L’intérêt ouvert est monté à 688 000 BTC contre 676 000, même si le prix a baissé, ce qui s’interprète comme des traders qui ajoutent des paris baissiers plutôt que de clôturer des positions longues.
La rupture de corrélation complique la comparaison historique
Le cadre d’Adler suppose que Bitcoin suit les actions pendant la fenêtre post-hausse. Cette relation s’est nettement affaiblie.
Les données de CoinMarketCap montrent que la corrélation de Bitcoin sur une fenêtre courte avec le S&P 500 est tombée à 0,43 contre 0,75 en une seule séance, le lien avec le Nasdaq à 0,30 contre 0,60 et l’indice du Dollar Index à +0,08 contre −0,54 sur 30 jours.
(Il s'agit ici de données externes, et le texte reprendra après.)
PR #98, opened 2021-05-27
Replace bcrypto

### LINKED ISSUE #93: Replace bcrypto dep
We already tried this once and it didn't work but it was some time ago and some alternatives appeared.

Our bcrypto algo dependencies and proposed alternatives:
- x25519 
   - https://www.npmjs.com/package/ecies-25519
- aead (chacha-poly)
   -  https://www.npmjs.com/package/@stablelib/chacha20poly1305 (https://github.com/StableLib/stablelib/blob/master/packages/xchacha20poly1305/xchacha20poly1305.ts)
   - https://www.npmjs.com/package/chacha-js
- hkdf
   - https://www.npmjs.com/package/futoin-hkdf
   - https://www.npmjs.com/package/js-crypto-hkdf
   - https://www.npmjs.com/package/@stablelib/hkdf

mpetrun5:
Replaced:
 - bcrypto/x25519 with  https://github.com/StableLib/stablelib/tree/master/packages/x25519
 - bcrypto/aead with https://github.com/NodeFactoryIo/aead-js
 - bcrypto/hkdf with https://github.com/StableLib/stablelib/tree/master/packages/hkdf

resolves #93

### DIFF
--- a/package.json
+++ b/package.json
@@ -51,7 +51,6 @@
     "@stablelib/sha256": "^1.0.1",
     "@stablelib/x25519": "^1.0.1",
     "aead-js": "^0.1.0",
-    "bcrypto": "^5.4.0",
     "debug": "^4.3.1",
     "it-buffer": "^0.1.1",
     "it-length-prefixed": "^5.0.2",
--- a/package.json
+++ b/package.json
@@ -36,6 +36,7 @@
     "util": false
   },
   "devDependencies": {
+    "@types/elliptic": "^6.4.12",
     "aegir": "^33.1.0",
     "benchmark": "^2.1.4",
     "buffer": "^6.0.3",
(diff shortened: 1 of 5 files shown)


mpetrun5:
> Why our non audited aeadjs lib instead of stablelib provided in issue?

For some reason stablelib has hardcoded 24bit nonce length and existing bcrypto implementation uses 12 bit nonce and I couldn't get it to work to be compatible. Our implementation is basically just a copy of bcrypto so it was a lot easier.

mpetrunic:
> > Why our non audited aeadjs lib instead of stablelib provided in issue?
> 
> For some reason stablelib has hardcoded 24bit nonce length and existing bcrypto implementation uses 12 bit nonce and I couldn't get it to work to be compatible. Our implementation is basically just a copy of bcrypto so it was a lot easier.

You were using wrong version xchacha20 uses 24byte nonce while chacha20 uses 12byte nonce. Stable lib has both, this is 12byte version: https://github.com/StableLib/stablelib/tree/master/packages/chacha20poly1305

PR #100, opened 2021-05-31
Remove bcypto

### LINKED ISSUE #93: Replace bcrypto dep

mpetrun5:
Replaced:
 - bcrypto/x25519 with  https://github.com/StableLib/stablelib/tree/master/packages/x25519
 - bcrypto/aead with https://github.com/StableLib/stablelib/tree/master/packages/chacha20poly1305
 - bcrypto/hkdf with https://github.com/StableLib/stablelib/tree/master/packages/hkdf

resolves #93

### DIFF
--- a/package.json
+++ b/package.json
@@ -36,7 +36,6 @@
     "util": false
   },
   "devDependencies": {
-    "@types/elliptic": "^6.4.12",
     "aegir": "^33.1.0",
     "benchmark": "^2.1.4",
     "buffer": "^6.0.3",
--- a/package.json
+++ b/package.json
@@ -51,7 +51,6 @@
     "@stablelib/sha256": "^1.0.1",
     "@stablelib/x25519": "^1.0.1",
     "aead-js": "^0.1.0",
-    "bcrypto": "^5.4.0",
     "debug": "^4.3.1",
     "it-buffer": "^0.1.1",
     "it-length-prefixed": "^5.0.2",
--- a/package.json
+++ b/package.json
@@ -36,6 +36,7 @@
     "util": false
   },
   "devDependencies": {
+    "@types/elliptic": "^6.4.12",
     "aegir": "^33.1.0",
     "benchmark": "^2.1.4",
     "buffer": "^6.0.3",
@@ -46,6 +47,7 @@
     "sinon": "^10.0.0"
   },
   "dependencies": {
+    "@stablelib/x25519": "^1.0.1",
     "bcrypto": "^5.4.0",
     "debug": "^4.3.1",
     "it-buffer": "^0.1.1",
--- a/package.json
+++ b/package.json
@@ -47,10 +47,10 @@
     "sinon": "^10.0.0"
   },
   "dependencies": {
+    "@stablelib/chacha20poly1305": "^1.0.1",
     "@stablelib/hkdf": "^1.0.1",
     "@stablelib/sha256": "^1.0.1",
     "@stablelib/x25519": "^1.0.1",
-    "aead-js": "^0.1.0",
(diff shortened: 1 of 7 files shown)


package.json
```diff
@@ -36,6 +36,7 @@
     "util": false
   },
   "devDependencies": {
+    "@types/elliptic": "^6.4.12",
```
mpetrunic, line 39: I don't think you really need this.

src/handshakes/abstract-handshake.ts
```diff
@@ -80,15 +75,27 @@ export abstract class AbstractHandshake {
...
-    ciphertext = ciphertext.slice(0, ciphertext.length - 16)
-    ctx.init(k, nonce)
-    ctx.aad(ad)
-    ctx.decrypt(ciphertext)
-    // Decryption is done on the sent reference
-    return { plaintext: ciphertext, valid: ctx.verify(tag) }
+    const ctx = new ChaCha20Poly1305(k)
+    const encryptedMessage = ctx.open(
+      nonce,
+      new Uint8Array(ciphertext.buffer, ciphertext.byteOffset, ciphertext.length),
```
mpetrunic, line 81: buffer is subclass of Uint8Array so you shouldn't be required to create new one

src/noise.ts
```diff
@@ -49,10 +49,18 @@ export class Noise implements INoiseConnection {
     this.useNoisePipes = false
 
     if (staticNoiseKey) {
-      const publicKey = x25519.publicKeyCreate(staticNoiseKey)
+      const keyPair = x25519.generateKeyPairFromSeed(staticNoiseKey)
```
mpetrunic, line 52: this seems wrong, given key is privateKey not seed imo

mpetrun5: Its called generateKeyPairFromSeed but it actually accepts SECRET_KEY_LENGTH of 32 which is not seed but actually the 'staticNoiseKey'. 
Maybe I misread something?

mpetrunic: you are right, weird naming. Just add code comment as to not confuse other people

mpetrunic (approved):

vasco-santos:
🎉 

Do you have any metrics on the bundle size difference?

vasco-santos:
~27% decrease on its bundle size, from 191.5kb to 141.2kb (minified+gzipped)

🚀 ❤️

mpetrunic:
> ~27% decrease on its bundle size, from 191.5kb to 141.2kb (minified+gzipped)
> 
> 🚀 ❤️

from our benchmark there is also speed improvment:
```
NEW:

Initializing handshake benchmark
Init complete, running benchmark
handshake x 39.97 ops/sec ±4.98% (67 runs sampled)
Done in 6.04s.


OLD:

Initializing handshake benchmark
Init complete, running benchmark
handshake x 27.23 ops/sec ±4.57% (67 runs sampled)
Done in 6.10s.
```

PR #103, opened 2021-07-07
chore: update peer-id dep

achingbrain:
There's a new release of the `peer-id` module that uses the `CID` class from the `multiformats` module instead of from `cids`.

This PR upgrades to the new version (also upgrades mocha and sinon too).

BREAKING CHANGE: the new `peer-id` module uses the new `CID` class and not the old one

### DIFF
--- a/package.json
+++ b/package.json
@@ -42,8 +42,8 @@
     "chai": "^4.2.0",
     "events": "^3.2.0",
     "microtime": "^3.0.0",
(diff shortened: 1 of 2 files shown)


mpetrunic (approved):
This affects noise api, so I guess I should release major version?

achingbrain:
That would be safest, yes please.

La responsable de la recherche, Alice Liu, a attribué cette rupture à un recentrage réglementaire qui a évincé les moteurs macro après le vote de la Clarity, avertissant que « la couverture bêta qui aurait fonctionné lundi n’est pas fiable aujourd’hui, et la réaction du FOMC d’aujourd’hui pourrait être submergée par la suite réglementaire ».
À 0,43 et en baisse, une chute du S&P sur six semaines se transmet à Bitcoin bien moins que ce que le schéma historique laisserait entendre.
La question de savoir si les stablecoins accumulés reviennent vers les bourses après l’annonce est un signal à surveiller. La décision est prise à 14 h (heure de New York) et la conférence de presse de Warsh a lieu 30 minutes plus tard.